Here’s how to handle when your lender folds, including steps to take.
It used to be that your local bank or credit union was the only place to get a loan. But with the rise of fintech lenders, it’s often easy to get financing without leaving your home.
Online lending can have its downside, however: These lenders may not always be around long.
Some online lenders go bust after unsuccessfully experimenting with alternative types of financing. Others may get shut down for legal reasons. Many are startups and simply can’t make it through those tough first few years. And anyone who remembers the 2008 financial crisis knows that banks can shut down too.

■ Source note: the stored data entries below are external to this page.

PR #450, opened 2020-01-06
Release versioning

pownkel:
#### Description of changes

Save release id as an env variable in function app so we can query a specific build's test results. New script (update-release-version.sh) should be added as a new step in the build pipeline after restarting batch pools so that we don't accidentally query test runs on a system that is not fully updated.

#### Pull request checklist


packages/resource-deployment/scripts/update-release-version.sh
```diff
@@ -0,0 +1,51 @@
...
+getFunctionAppNames() {
+    functionAppNamesString=$(az functionapp list --resource-group "$resourceGroupName" --query '[].name' -o tsv | tr "\n" ",")
+    echo "Found function apps: $functionAppNamesString"
+    IFS=$',' read -ra functionAppNames <<<"$functionAppNamesString"
+}
+
+setReleaseVersion() {
+    functionAppName=$1
+    echo "Updating release version for function app $functionAppName"
+    az functionapp config appsettings set --name $functionAppName --resource-group $resourceGroupName --settings "RELEASE_VERSION=$releaseVersion" 1>/dev/null
```
devaradhanm: i would suggest to do this as part of the arm template. this way, it is consistent with how we set other env variables.

devaradhanm: (like in function-app-template.json)

packages/web-api/src/controllers/health-check-controller.ts
```diff
@@ -48,7 +54,7 @@ export class HealthCheckController extends ApiController {
         };
     }
 
-    // Override this method not to check api version
+    // Override thqgitis method not to check api version
```
lamaks: typo

packages/web-api/src/controllers/health-check-controller.ts
```diff
@@ -26,20 +26,26 @@ export class HealthCheckController extends ApiController {
...
             testsFailed: 0,
         };
 
-        const e2eTestConfig = await this.serviceConfig.getConfigValue('e2eTestConfig');
-        const queryString = 'customEvents | limit 5';
-        const queryResponse = await appInsightsClient.executeQuery(queryString, e2eTestConfig.testRunQueryTimespan);
-        if (queryResponse.statusCode === 200) {
-            this.logger.logInfo(`App insights api queried with result ${JSON.stringify(queryResponse)}`);
+        if (currentVersion === undefined) {
+            healthReport.error = 'No release version number is configured';
```
lamaks: we probably should follow same approach we have with rest api and return HTTP 400 Bad Request with message body as we have in other apis

pownkel: Do we want to do that if it's a configuration issue with the function app, not a problem with the request?

packages/resource-deployment/scripts/update-release-version.sh
haonliu: Are we going to do it inside the arm template?

packages/web-api/src/controllers/health-check-controller.ts
lamaks: if we have problem with configuration we should send HTTP 500 instead

PR #468, opened 2020-01-15
Add script to evaluate functional test results

haonliu:
#### Description of changes

Add script to evaluate functional test results.
Also made change to the service client so that we can get the health report.

#### Pull request checklist


packages/functional-tests/src/validate-e2e.ts
```diff
@@ -0,0 +1,52 @@
...
+
+let healthStatus: TestRunResult;
+
+setTimeout(async () => {
+    while (healthStatus !== 'pass') {
+        try {
+            console.log('[E2E] fetching health report');
+            const response = await client.checkHealth(`/release/${argv.releaseId}`);
+            if (response.statusCode !== 200) {
+                throw new Error(response.statusMessage);
```
lamaks: we can print entire response since status message may not be sufficient

packages/functional-tests/src/validate-e2e.ts
```diff
@@ -0,0 +1,52 @@
...
+            }
+            healthStatus = response.body.healthStatus;
+        } catch (error) {
+            console.log('[E2E] failed to evaluate functional test results: ', error);
+        }
+
+        if (healthStatus !== 'pass') {
+            setTimeout(() => {
```
lamaks: we need to log the health response details to see in a pipeline what is falling

packages/functional-tests/src/validate-e2e.ts
```diff
@@ -0,0 +1,52 @@
...
+const cred = new A11yServiceCredential(argv.clientId, argv.clientSecret, argv.clientId, argv.authorityUrl);
+const client = new A11yServiceClient(cred, argv.baseUrl);
+
+const waitTimeBeforeEvaluation = parseInt(argv.waitTimeBeforeEvaluationInMinutes) * 60 * 1000;
+const evaluationInterval = parseInt(argv.evaluationIntervalInMinutes) * 60 * 1000;
+
+let healthStatus: TestRunResult;
+
+setTimeout(async () => {
+    while (healthStatus !== 'pass') {
```
lamaks: we may need validation task timeout as well to terminate wait

haonliu: there is a timeout option in azure devops task config. We can use that.

packages/functional-tests/src/validate-e2e.ts
haonliu: good point. printing it regardless whether it is failing or passing.

packages/functional-tests/src/validate-e2e.ts
```diff
@@ -0,0 +1,53 @@
...
+
+        if (healthStatus !== 'pass') {
+            setTimeout(() => {
+                console.log('[E2E] waiting for next evaluation');
+            }, evaluationInterval);
+        }
+    }
+}, waitTimeBeforeEvaluation);
+
+console.log('[E2E] functional tests passed.');
```
devaradhanm: this line shouldnt be after the settimeout. Curently, this line will be printed even before the settimeout callback is executed.

packages/functional-tests/src/validate-e2e.ts
devaradhanm: you should still have this fail after trying n times so that it fails gracefully instead of just throwing a timeout error.

packages/functional-tests/src/validate-e2e.ts
```diff
@@ -0,0 +1,54 @@
...
+console.log('[E2E] - start evaluate functional test results');
+
+const cred = new A11yServiceCredential(argv.clientId, argv.clientSecret, argv.clientId, argv.authorityUrl);
+const client = new A11yServiceClient(cred, argv.baseUrl);
+
+const waitTimeBeforeEvaluation = parseInt(argv.waitTimeBeforeEvaluationInMinutes) * 60 * 1000;
+const evaluationInterval = parseInt(argv.evaluationIntervalInMinutes) * 60 * 1000;
+
+let healthStatus: TestRunResult;
+
```
devaradhanm: add a comment before settimeout that you are waiting

packages/functional-tests/src/validate-e2e.ts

We take a look at what happens when a lender closes and the steps you should take.
If my lender shuts down, do I still have to repay the loan?
Yes. When you borrow money, you sign a legal contract containing specific terms and conditions related to your payments, rates and more. The legal status of your contract doesn’t change when your lender shuts down.
In fact, you might not notice much of a difference in your repayment experience after a lender goes defunct. That’s because your debt is typically up for sale when a lender closes. Another company simply buys your loan and starts receiving your repayments. In some cases, your loan can fall under the control of the Federal Debt Insurance Corporation (FDIC).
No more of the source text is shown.